« Des abris antiatomiques au prix d’un studio »

par | 19 Juil 2018 | Il était une fois le foncier | 0 commentaires

 » Profession : fabricant d’abris antiatomiques. Ingénieur des arts et métiers, Daniel Attia travaillait jusqu’au début de 1980 dans le bâtiment, avec son beau-père. Mais, hormis peut-être quelques constructeurs individuels, c’est le marasme.

Comme beaucoup d’autres sociétés qui exposent pour la première fois au Salon de la grande braderie de Paris en juin 1980, son entreprise produit deux types d’équipements : l’aménagement de cave en abri antiradiation ou la construction d’un abri enterré à 70 centimètres de profondeur.

Ces installations sont vendues conformes aux conseils donnés par le Service national de la protection civile et consignés dans une note qui date maintenant de janvier 1968. La protection contre les effets de souffle est obtenue par des parois en béton armé de 20 centimètres d’épaisseur et résistant à une pression de 30 tonnes au mètres carré, la pression engendrée par une bombe d’une mégatonne (cinquante fois la puissance de l’explosion d’Hiroshima) à 1 500 mètres de son point d’impact.

À l’intérieur, les équipements, en particulier la réserve d’eau potable, le recueil des eaux usées, le filtre à air et la ventilation ad hoc, autorisent une survie de quinze jours. Bien sûr, la vie souterraine ne s’improvise pas : les renseignements jugés indispensables sont contenus dans un manuel, Savoir pour vivre, édité par le Service national de la protection civile et périodiquement remis à jour.

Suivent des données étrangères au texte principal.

PR #235, opened 2021-03-26
explicitly require 1-based indexing

bkamins:
This assumption is implicit in the docstring but I think it is fundamentally important, so if we assume this I would make it explicit.

### DIFF
--- a/src/Tables.jl
+++ b/src/Tables.jl
@@ -13,7 +13,7 @@ end
 
 An interface type defined as an ordered set of columns that support
 retrieval of individual columns by name or index. A retrieved column
-must be an indexable collection with known length, i.e. an object
+must be a 1-based indexable collection with known length, i.e. an object
 that supports `length(col)` and `col[i]` for any `i = 1:length(col)`.
 `Tables.columns` must return an object that satisfies the `Tables.AbstractColumns` interface.
 While `Tables.AbstractColumns` is an abstract type that custom "columns" types may subtype for
--- a/src/Tables.jl
+++ b/src/Tables.jl
@@ -343,7 +343,7 @@ materializer(::Type{T}) where {T} = columntable
 
 Accesses data of input table source `x` by returning an [`AbstractColumns`](@ref)-compatible
 object, which allows retrieving entire columns by name or index. A retrieved column
-is a 1-based object that is indexable and has a known length, i.e. supports
+is a 1-based indexable object that has a known length, i.e. supports
 `length(col)` and `col[i]` for any `i = 1:length(col)`. Note that
 even if the input table source is row-oriented by nature, an efficient generic
 definition of `Tables.columns` is defined in Tables.jl to build a `AbstractColumns`-
--- a/src/Tables.jl
+++ b/src/Tables.jl
@@ -343,7 +343,7 @@ materializer(::Type{T}) where {T} = columntable
 
 Accesses data of input table source `x` by returning an [`AbstractColumns`](@ref)-compatible
 object, which allows retrieving entire columns by name or index. A retrieved column
-is an object that is indexable and has a known length, i.e. supports
+is a 1-based object that is indexable and has a known length, i.e. supports
 `length(col)` and `col[i]` for any `i = 1:length(col)`. Note that
 even if the input table source is row-oriented by nature, an efficient generic
 definition of `Tables.columns` is defined in Tables.jl to build a `AbstractColumns`-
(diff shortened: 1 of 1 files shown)


bkamins:
@quinnj - I am also not clear about the method:
```
Tables.getcolumn(::AbstractColumns, T, i::Int, nm::Symbol)
```
as in it `i` and `nm` seem to be redundant, and in the default implementation `nm` is just ignored, so why is it needed?

bkamins:
Also it seems that there was a problem with `haskey` implementation (but please double check @quinnj).

bkamins:
Finally - maybe you can consider adding `Tables.columnindex` method to `AbstractColumns` for consistency?

src/Tables.jl
```diff
@@ -179,7 +179,7 @@ Base.propertynames(r::RorC) = columnnames(r)
 Base.keys(r::RorC) = columnnames(r)
 Base.values(r::RorC) = collect(r)
 Base.haskey(r::RorC, key::Symbol) = key in columnnames(r)
-Base.haskey(r::RorC, i::Int) = 0 < i < length(columnnames(r))
+Base.haskey(r::RorC, i::Int) = 0 < i <= length(columnnames(r))
```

Comme n’importe quelle construction, la garantie de l’entrepreneur court sur dix ans. En temps de paix, l’abri peut être utilisé comme piscine couverte, salle de jeux, buanderie, garage ou même coffre-fort. Il protège aussi contre les contaminations possibles dues aux fuites de centrales nucléaires ou à des catastrophes écologiques. D’une pierre, trois coups, en somme. Quatre, six ou huit personnes peuvent s’y entasser. Il leur faudra faire quelques économies avant de s’offrir leur abri. Dame ! de 118 000 à 199 000 francs selon les modèles, ce sont les prix. Et un constructeur de Seine-et- Marne précise encore qu’il faut, en réalité, consacrer un minimum de 140 000 francs si l’on veut l’indispensable.

L’enfouissement et l’isolation des habitacles souterrains, garanties de la protection pour Jay Swayze, spécialiste des guerres chimiques et atomiques, dans les années 1980.
Crédits : Géobuilding Systems

La clientèle est encore peu nombreuse. Elle demeure, surtout, discrète, exigeant des constructeurs qu’ils ne révèlent pas leur identité. Peur du ridicule ? Goût du secret ? Crainte de voir un jour partager leurs installations réquisitionnées par des voisins ? Toutes ces motivations sont possibles.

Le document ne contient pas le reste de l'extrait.